§ **EXERCISE INPUTS**:
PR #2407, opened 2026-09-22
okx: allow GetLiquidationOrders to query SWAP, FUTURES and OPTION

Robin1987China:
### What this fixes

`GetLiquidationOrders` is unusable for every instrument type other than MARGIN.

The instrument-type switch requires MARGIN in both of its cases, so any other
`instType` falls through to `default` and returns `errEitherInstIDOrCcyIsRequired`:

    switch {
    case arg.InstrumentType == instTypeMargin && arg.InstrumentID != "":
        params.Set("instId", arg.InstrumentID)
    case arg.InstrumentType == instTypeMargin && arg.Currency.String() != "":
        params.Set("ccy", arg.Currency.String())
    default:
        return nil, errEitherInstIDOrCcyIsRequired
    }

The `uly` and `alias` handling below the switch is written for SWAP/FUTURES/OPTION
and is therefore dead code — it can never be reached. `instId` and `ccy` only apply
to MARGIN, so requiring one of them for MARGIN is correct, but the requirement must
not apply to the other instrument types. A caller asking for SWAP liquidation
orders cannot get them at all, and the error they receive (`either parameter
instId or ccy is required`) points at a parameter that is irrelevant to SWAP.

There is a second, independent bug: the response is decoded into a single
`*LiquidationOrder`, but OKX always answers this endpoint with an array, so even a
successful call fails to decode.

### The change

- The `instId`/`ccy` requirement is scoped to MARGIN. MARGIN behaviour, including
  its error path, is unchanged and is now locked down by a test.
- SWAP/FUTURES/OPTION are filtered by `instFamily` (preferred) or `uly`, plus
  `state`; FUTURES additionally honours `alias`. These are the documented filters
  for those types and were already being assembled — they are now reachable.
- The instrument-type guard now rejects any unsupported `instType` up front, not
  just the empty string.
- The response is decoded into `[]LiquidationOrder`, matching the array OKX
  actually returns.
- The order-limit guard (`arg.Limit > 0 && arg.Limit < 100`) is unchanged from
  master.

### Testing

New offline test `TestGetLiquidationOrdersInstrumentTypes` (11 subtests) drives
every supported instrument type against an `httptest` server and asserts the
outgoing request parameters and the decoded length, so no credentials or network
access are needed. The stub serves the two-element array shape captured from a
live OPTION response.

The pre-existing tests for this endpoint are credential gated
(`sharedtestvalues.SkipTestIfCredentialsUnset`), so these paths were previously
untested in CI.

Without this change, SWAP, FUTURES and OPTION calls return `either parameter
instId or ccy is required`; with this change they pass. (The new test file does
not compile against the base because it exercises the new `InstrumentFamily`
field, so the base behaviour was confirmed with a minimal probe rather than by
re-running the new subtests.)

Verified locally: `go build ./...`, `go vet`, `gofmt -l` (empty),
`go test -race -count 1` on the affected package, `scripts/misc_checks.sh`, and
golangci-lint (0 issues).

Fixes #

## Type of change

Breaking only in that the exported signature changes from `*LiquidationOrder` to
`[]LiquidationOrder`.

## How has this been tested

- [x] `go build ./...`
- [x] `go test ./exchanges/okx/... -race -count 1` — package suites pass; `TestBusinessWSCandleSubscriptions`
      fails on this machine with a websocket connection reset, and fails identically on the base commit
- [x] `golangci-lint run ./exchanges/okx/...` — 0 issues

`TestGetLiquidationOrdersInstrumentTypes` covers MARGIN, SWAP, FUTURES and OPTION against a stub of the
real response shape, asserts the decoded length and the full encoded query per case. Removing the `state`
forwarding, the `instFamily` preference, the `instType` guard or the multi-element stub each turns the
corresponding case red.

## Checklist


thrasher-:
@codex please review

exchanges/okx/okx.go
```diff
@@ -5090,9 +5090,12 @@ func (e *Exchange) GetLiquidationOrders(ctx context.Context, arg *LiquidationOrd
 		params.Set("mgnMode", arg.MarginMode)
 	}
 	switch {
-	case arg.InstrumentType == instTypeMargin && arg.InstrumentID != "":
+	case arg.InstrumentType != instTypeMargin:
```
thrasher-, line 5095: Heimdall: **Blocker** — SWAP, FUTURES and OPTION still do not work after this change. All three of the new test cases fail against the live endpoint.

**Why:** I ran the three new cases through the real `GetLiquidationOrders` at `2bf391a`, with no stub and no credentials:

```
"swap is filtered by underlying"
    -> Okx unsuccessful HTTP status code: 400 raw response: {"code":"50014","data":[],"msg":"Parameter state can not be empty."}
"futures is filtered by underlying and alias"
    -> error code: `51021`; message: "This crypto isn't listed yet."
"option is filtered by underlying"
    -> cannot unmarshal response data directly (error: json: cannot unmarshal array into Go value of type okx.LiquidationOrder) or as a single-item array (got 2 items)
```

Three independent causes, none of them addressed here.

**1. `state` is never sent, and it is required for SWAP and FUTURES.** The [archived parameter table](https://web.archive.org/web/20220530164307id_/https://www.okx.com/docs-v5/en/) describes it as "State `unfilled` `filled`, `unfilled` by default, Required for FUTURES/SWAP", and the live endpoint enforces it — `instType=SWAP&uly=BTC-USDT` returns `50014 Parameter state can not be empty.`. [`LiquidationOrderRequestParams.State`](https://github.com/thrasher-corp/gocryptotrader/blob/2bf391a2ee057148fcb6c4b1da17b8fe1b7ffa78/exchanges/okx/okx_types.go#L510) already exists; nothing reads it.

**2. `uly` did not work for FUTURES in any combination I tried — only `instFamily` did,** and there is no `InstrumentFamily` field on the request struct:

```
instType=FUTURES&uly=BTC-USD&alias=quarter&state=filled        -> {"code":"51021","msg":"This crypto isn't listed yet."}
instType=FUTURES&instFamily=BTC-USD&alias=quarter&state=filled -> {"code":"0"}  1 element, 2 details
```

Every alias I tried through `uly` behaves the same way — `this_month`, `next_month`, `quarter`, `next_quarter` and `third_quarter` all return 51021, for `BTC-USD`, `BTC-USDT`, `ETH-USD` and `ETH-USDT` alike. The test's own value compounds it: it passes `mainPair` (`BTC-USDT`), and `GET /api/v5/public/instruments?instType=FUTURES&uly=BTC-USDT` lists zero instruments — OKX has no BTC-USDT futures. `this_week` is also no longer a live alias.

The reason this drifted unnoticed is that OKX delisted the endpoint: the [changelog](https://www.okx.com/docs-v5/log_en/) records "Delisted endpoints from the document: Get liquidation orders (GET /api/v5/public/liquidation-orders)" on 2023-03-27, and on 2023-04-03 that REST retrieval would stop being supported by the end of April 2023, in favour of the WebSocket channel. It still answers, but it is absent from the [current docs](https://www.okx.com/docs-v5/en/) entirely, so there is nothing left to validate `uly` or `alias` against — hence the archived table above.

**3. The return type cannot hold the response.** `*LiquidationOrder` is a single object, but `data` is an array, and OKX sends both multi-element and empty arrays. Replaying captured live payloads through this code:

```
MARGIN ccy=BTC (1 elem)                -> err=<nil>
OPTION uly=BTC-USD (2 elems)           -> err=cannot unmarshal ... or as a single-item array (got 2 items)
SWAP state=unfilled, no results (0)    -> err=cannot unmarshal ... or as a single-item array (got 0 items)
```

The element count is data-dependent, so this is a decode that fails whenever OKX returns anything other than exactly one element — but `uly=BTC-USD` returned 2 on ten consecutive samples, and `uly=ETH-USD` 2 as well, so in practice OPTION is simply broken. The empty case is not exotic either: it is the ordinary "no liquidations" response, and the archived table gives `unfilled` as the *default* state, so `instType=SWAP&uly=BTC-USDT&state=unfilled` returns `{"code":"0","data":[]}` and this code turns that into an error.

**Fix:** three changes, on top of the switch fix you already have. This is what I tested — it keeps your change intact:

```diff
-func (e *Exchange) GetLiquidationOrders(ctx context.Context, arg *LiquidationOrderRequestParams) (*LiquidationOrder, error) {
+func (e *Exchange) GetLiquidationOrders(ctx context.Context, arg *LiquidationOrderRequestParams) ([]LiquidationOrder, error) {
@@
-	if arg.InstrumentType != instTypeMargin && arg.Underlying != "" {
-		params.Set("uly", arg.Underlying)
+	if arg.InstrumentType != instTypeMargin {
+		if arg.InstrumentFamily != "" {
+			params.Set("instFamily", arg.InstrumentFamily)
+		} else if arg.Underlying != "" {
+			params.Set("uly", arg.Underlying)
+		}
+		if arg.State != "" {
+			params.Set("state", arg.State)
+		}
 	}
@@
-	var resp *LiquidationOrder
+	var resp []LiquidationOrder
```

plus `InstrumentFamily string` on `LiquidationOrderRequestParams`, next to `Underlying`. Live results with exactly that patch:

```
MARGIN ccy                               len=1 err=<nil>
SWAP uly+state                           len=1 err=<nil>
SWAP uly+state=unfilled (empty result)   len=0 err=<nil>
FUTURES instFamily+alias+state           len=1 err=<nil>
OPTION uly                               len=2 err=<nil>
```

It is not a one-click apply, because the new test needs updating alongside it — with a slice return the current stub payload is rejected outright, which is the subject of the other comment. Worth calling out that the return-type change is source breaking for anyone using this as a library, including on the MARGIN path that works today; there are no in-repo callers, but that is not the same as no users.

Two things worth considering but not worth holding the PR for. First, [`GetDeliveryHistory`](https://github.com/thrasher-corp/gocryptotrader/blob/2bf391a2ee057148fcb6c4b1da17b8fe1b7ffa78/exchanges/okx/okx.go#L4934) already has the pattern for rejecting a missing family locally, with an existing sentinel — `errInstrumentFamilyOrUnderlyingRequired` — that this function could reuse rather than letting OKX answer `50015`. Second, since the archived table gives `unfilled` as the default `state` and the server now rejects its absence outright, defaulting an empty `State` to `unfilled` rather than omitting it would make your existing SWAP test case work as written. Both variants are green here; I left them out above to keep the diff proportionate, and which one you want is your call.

§ **TASK OBJECTIVE**: Only the lines that hold the word "plus" are wanted; each should be pulled from the records.

§ **RESPONSE BELOW**:
- SWAP/FUTURES/OPTION are filtered by `instFamily` (preferred) or `uly`, plus
plus `InstrumentFamily string` on `LiquidationOrderRequestParams`, next to `Underlying`. Live results with exactly that patch:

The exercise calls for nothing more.